- **Entries shown**

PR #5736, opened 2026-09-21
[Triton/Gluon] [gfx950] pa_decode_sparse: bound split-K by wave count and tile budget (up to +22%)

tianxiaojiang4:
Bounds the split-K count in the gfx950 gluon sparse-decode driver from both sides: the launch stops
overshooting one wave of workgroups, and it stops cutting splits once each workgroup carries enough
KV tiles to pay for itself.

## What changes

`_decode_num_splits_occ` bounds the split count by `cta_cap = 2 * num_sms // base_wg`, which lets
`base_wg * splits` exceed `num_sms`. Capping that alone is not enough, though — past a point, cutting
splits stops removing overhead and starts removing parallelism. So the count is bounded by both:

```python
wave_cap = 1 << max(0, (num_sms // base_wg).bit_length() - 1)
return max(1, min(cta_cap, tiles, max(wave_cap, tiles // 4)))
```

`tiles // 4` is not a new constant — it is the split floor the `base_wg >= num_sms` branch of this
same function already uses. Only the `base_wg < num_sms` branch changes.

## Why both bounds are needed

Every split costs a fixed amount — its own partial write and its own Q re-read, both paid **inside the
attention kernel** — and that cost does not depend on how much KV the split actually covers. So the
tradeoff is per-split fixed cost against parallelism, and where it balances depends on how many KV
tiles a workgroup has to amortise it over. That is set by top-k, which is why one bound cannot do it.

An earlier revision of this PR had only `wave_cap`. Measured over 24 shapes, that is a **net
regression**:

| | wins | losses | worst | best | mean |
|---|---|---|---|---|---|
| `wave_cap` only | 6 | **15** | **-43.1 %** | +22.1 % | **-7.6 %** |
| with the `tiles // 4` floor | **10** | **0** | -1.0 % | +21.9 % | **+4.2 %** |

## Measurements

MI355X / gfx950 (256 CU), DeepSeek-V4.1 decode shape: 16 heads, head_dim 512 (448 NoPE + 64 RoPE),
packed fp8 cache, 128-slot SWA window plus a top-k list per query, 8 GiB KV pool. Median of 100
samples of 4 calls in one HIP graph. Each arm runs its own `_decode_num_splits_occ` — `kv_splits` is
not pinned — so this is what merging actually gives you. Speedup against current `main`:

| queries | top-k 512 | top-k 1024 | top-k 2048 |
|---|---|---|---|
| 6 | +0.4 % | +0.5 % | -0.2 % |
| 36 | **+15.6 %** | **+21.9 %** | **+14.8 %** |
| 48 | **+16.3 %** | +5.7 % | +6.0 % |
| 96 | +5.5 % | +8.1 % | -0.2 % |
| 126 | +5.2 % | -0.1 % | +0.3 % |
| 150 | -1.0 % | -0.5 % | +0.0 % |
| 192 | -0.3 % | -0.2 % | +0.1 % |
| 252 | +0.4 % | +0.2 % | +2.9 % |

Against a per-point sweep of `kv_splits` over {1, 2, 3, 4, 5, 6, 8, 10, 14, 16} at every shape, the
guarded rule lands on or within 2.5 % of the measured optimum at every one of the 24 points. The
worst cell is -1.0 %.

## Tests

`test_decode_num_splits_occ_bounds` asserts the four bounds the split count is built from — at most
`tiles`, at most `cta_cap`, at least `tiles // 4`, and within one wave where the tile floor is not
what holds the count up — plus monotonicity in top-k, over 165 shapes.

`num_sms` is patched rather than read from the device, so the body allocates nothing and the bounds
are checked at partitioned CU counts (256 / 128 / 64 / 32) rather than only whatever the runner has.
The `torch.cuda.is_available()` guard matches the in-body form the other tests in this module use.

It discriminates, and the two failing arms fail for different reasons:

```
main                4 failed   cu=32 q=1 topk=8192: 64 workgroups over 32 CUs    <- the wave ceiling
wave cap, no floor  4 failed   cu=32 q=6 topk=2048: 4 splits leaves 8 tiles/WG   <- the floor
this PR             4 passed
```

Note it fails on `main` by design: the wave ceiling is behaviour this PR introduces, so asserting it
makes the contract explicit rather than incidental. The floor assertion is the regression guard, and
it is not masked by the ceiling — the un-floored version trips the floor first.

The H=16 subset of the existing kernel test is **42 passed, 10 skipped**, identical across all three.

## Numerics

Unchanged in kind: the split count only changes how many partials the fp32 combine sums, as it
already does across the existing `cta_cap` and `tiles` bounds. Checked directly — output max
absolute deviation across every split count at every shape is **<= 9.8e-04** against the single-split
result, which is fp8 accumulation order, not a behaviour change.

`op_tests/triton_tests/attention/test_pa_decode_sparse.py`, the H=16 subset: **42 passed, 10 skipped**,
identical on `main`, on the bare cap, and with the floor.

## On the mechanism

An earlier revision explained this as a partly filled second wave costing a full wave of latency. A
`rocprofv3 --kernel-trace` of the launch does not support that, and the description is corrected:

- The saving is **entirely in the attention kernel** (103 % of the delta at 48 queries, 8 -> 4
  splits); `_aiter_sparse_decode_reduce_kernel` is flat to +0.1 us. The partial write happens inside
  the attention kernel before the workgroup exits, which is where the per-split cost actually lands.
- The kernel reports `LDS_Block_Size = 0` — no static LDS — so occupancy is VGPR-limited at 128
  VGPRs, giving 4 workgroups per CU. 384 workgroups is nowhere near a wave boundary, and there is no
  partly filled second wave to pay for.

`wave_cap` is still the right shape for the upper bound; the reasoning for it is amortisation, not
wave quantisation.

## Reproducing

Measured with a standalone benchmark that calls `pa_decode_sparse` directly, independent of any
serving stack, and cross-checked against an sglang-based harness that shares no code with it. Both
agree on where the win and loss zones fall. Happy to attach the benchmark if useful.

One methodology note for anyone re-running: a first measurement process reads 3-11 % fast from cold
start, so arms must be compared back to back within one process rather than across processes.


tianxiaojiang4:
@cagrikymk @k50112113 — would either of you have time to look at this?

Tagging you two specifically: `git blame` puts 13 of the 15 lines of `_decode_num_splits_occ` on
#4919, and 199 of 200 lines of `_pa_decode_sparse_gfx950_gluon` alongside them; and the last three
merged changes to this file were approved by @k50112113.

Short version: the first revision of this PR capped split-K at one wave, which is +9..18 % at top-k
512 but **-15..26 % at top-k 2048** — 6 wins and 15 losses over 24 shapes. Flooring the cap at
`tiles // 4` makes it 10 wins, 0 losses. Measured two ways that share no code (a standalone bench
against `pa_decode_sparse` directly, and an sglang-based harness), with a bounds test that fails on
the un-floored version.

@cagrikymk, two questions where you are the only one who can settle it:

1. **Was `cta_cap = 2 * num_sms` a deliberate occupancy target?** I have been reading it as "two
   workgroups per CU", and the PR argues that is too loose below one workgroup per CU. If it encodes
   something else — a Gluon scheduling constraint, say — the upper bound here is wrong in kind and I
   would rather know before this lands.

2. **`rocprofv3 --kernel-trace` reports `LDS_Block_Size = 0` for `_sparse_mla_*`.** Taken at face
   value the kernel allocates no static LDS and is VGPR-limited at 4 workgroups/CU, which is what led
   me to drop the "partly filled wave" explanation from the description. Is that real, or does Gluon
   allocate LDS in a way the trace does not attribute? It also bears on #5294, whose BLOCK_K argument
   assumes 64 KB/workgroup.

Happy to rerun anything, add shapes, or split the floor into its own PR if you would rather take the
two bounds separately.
...
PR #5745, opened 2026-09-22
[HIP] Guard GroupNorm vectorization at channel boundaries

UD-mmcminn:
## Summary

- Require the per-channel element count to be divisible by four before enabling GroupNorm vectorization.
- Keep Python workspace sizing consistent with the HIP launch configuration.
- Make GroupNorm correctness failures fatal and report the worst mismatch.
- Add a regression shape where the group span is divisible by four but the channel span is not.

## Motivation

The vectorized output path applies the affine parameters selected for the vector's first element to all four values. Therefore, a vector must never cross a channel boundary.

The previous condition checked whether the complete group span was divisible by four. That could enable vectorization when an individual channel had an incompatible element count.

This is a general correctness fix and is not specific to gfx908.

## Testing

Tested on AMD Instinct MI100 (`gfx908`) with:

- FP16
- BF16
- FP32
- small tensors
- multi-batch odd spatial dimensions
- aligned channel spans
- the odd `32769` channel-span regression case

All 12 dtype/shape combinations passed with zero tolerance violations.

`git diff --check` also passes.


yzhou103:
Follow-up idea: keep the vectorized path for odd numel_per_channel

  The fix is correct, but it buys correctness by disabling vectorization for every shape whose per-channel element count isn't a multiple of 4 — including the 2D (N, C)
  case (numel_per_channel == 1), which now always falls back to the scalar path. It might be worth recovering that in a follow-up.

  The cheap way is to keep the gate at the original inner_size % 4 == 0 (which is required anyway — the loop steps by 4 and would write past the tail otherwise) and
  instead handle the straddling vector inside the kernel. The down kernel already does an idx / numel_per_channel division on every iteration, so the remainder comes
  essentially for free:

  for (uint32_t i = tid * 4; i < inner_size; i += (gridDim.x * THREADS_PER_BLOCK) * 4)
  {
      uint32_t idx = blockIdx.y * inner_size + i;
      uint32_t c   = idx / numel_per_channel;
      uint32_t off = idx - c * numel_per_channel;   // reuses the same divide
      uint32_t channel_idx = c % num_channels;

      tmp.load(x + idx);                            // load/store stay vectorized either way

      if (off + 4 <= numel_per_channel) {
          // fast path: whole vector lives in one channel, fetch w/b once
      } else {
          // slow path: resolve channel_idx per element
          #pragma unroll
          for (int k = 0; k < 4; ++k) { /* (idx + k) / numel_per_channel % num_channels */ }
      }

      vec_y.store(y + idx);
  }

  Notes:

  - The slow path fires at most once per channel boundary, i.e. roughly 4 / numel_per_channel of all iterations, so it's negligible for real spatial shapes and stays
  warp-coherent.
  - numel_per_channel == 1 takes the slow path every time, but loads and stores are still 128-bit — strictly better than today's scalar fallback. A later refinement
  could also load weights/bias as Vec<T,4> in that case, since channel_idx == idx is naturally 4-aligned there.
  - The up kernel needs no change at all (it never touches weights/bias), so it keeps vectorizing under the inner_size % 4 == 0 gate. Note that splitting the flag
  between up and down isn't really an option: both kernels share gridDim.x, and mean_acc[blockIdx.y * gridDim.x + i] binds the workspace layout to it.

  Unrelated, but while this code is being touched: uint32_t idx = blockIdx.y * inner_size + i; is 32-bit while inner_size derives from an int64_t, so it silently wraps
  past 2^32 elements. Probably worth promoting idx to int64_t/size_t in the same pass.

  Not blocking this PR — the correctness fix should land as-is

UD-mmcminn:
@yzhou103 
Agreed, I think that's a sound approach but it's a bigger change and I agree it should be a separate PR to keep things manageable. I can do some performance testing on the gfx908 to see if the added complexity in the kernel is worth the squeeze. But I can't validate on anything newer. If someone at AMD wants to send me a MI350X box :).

- **What is being asked**
Out of the data above, give again only the lines starting at the one holding "PR #5736, opened 2026-09-21" and ending at the one holding "a point, cutting", unchanged.

- **Result below**
PR #5736, opened 2026-09-21
[Triton/Gluon] [gfx950] pa_decode_sparse: bound split-K by wave count and tile budget (up to +22%)

tianxiaojiang4:
Bounds the split-K count in the gfx950 gluon sparse-decode driver from both sides: the launch stops
overshooting one wave of workgroups, and it stops cutting splits once each workgroup carries enough
KV tiles to pay for itself.

## What changes

`_decode_num_splits_occ` bounds the split count by `cta_cap = 2 * num_sms // base_wg`, which lets
`base_wg * splits` exceed `num_sms`. Capping that alone is not enough, though — past a point, cutting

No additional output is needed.